For Goethe Institut, the German government's cultural organization, Guggenheimer conceived and conducted several design competitions, including 'Shelter for Displaced Humanity', 'The City of the Future', and 'Architecture for Reconciliation'. For Pratt Institute's Puck Galleries he curated the grant supported exhibitions, 'The Independent Work of Frank Lloyd Wright's Apprentices' and 'Architectural Competitions in America'. Guggenheimer curated the exhibition "Digital Artisans" for the Design Center of the Philippines.
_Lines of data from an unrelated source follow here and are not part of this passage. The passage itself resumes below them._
PR #224, opened 2023-11-15
[AIC-PY] cli-mate demo

jonathanlastmileai:
[AIC-PY] cli-mate demo

---
Stack created with [Sapling](https://sapling-scm.com). Best reviewed with [ReviewStack](https://reviewstack.dev/lastmile-ai/aiconfig/pull/224).
* __->__ #224
* #240

PR #223, opened 2023-11-15
[AIC-py] py linter

jonathanlastmileai:
[AIC-py] py linter

---
Stack created with [Sapling](https://sapling-scm.com). Best reviewed with [ReviewStack](https://reviewstack.dev/lastmile-ai/aiconfig/pull/223).
* #240
* #238
* __->__ #223

PR #238, opened 2023-11-16
[AIC-PY][2/n] llama extension+cookbook: streaming

jonathanlastmileai:
[AIC-PY][2/n] llama extension+cookbook: streaming

---
Stack created with [Sapling](https://sapling-scm.com). Best reviewed with [ReviewStack](https://reviewstack.dev/lastmile-ai/aiconfig/pull/238).
* #224
* #240
* __->__ #238
* #223

### DIFF
--- a/cookbooks/llama/python/ask_llama.py
+++ b/cookbooks/llama/python/ask_llama.py
@@ -1,7 +1,9 @@
-from aiconfig import AIConfigRuntime
-from aiconfig.model_parser import InferenceOptions
 import asyncio
-from llama import LlamaModelParser, SUPPORTED_MODELS as LLAMA_MODELS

Guggenheimer lectured at the National Building Museum, Washington, DC; Midland Center for the Arts, Midland, Michigan; Taliesin, Spring Green, Wisconsin; Cooper Hewitt Museum School, New York, New York; Pittsburgh AIA Chapter/Carnegie Mellon University conference on Frank Lloyd Wright. International Design Conference, Taipei, Taiwan; University of San Carlos, Cebu, Philippines; Holy Angel University, Angeles City, Philippines; Anthology Architecture Festival, Manila, Philippines; AEDES Metropolitan Lab, Berlin, Germany; British Council's 'Making Futures' Symposium in Cebu, Philippines.

==Publications==
Guggenheimer wrote the book, A Taliesin Legacy: The Architecture of Frank Lloyd Wright's Apprentices, published by Van Nostrand Reinhold (now John Wiley and Sons). In addition to showcasing the work of Wright's apprentices, the book considers the efficacy of Wright's 'learning by doing' approach to design education. "This beautifully illustrated and colorful book focuses on the work of the designers and architects who apprenticed with Frank Lloyd Wright at the Taliesin Fellowship in Scottsdale, Arizona from 1937-1950s".Guggenheimer was a contributing editor to Journal of the Taliesin Fellows, wrote the column, "First Principles" for Bluprint Magazine from 2015 to 2019, and contributed a chapter to Muhon: Traces of an Adolescent City, a catalog accompanying the Philippines pavilion of the Venice Biennale.

==Personal==
Guggenheimer is married to Yasmin Guggenheimer (née De Ocampo). He was previously married to Lisa Ann Guggenheimer (née Shapiro). He has four daughters: Anna Bella, Leanora Margaret, Maya Olivia & Zoe Isabella. His brother, S. Michael, is a translator and professor of Arabic. His sister Dr. Esther H. Guggenheimer-Furman, is a translator and author. His sister Hannah Y. is an artist.